— Патти, — ласково прошептала Барбара. — Расскажи же мне, тебе станет легче.
— Дело в Нолане, — призналась Патриция, не в силах больше сдерживаться.
— Вы поругались? — предположила сестра.
Патриция покачала головой.
— Все гораздо сложнее. — И она кратко пересказала Барбаре все происшедшее.
— Да как он посмел! — в гневе завопила Барбара, когда Патриция поведала, что Нолан обвинил ее в намерении шантажировать Вивьен. — Боже, это же нелепо. Как подумаю, сколько времени мы потратили, убеждая родителей и деда, что не надо окружать нас телохранителями, будто мы уроды какие-то. Сколько проблем у нас с тобой было из-за того, что наша семья так богата. Ты не сказала ему, что нам совершенно незачем кого бы то ни было шантажировать? Что мы с тобой росли, боясь доверять кому-либо, особенно мужчинам, потому что любого из них могли привлечь не мы, а наши деньги. Господи, тяжело же ему придется, когда он узнает правду!
Патриция печально улыбнулась.
— Нет, Барбара, ничего такого не будет. Нолан хочет меня, но он меня не любит. И я не смогу его видеть теперь, когда он знает, что я к нему испытываю… — Она помолчала. — Ну почему все так уверены, что мы с ним — пара! А я хочу улететь домой зализывать раны. — Тут Патриция умоляюще посмотрела на сестру. — Барбара, сделай кое-что для меня!
— Нет.
— Но я же тебе еще не сказала, что именно!
— Все равно. Чувствую, что мне это не понравится.
— Но тут нет ничего плохо, я бы сама это обязательно сделала для тебя, — уговаривала Патриция.
Барбара с подозрением уставилась на сестру. Та сделала глубокий вдох и решилась:
— Притворись, что ты — это я.
— Что? Но семья…
— Его семья, — поправила Патриция. — Я хочу, чтобы ты увиделась с Ноланом и сказала, что ненавидишь его и не желаешь больше видеть.

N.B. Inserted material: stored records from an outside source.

PR #5581, opened 2026-07-10
Install vllm package for single-test workflow

### LINKED ISSUE #5580: Single-test workflow failure for vLLM tests
vLLM is not installed for single-test workflow and vLLM test(s) fail due to missing vllm package. 

https://github.com/tenstorrent/tt-xla/actions/runs/29063370401/job/86269851917

mmanzoorTT:
### Ticket
closes #5580 

### Problem description
vLLM package is never installed for single test workflow.

### What's changed
Add an option to install vllm wheel

### DIFF
--- a/.github/workflows/call-test.yml
+++ b/.github/workflows/call-test.yml
@@ -186,7 +186,7 @@ jobs:
           --repo ${{ github.repository }} \
           --dir wheels \
           --name ${{ steps.strings.outputs.wheel_artifact_name }}
-        if [[ "${{ matrix.build.extra-wheel }}" == "vllm" ]]; then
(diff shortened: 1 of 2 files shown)


vvukomanTT:
I'd avoid using the dir to infer whether we need the vllm wheel installed on not, since we already have a mechanism for that -> `matrix.build.extra-wheel`.
My idea is:
1. Add an input in the `manual-test-single.yml` workflow (can be boolean, can be a multichoice) which will give an option for the vllm wheel to be installed as well
2. In `generate-test-config` in the same file just expand the constructed `TEST_CONFIG` with the `extra-wheel` field

`call-test.yml` can remain unchanged

nsumrakTT (approved):

vvukomanTT (approved):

— Вот это да! — присвистнула Барбара.
— Можешь оскорблять его как угодно, — продолжала Патриция. — Чем хуже, тем лучше. Пусть он думает, что ему только показалось, будто я люблю его. Пусть возненавидит меня так, чтобы в будущем ему и говорить обо мне не хотелось.
— А здорово он тебя достал.
— Пойми, у меня самой не хватит сил. — Патриция закрыла лицо руками. — Я так люблю его! И не смогу сделать вид, что ненавижу, если окажусь рядом. А так… скажу всем, что мы поссорились и я улетаю одна.
— Им это не понравится. Они хотят пробыть тут не меньше месяца.
— Но они поймут, особенно мама. Она же увидит, что мне больно, и уговорит папу и дедушку. А потом… Так сделаешь? — умоляюще спросила Патриция.
— А зачем еще нужны сестры-близнецы? — хмуро спросила Барбара.
И они крепко обнялись.
Барбара безжалостно поддразнивала сестру с тех пор, как та объяснила ей, что собирается делать с ванной в небольшом домике, который купила не на деньги семьи, а на собственные заработки.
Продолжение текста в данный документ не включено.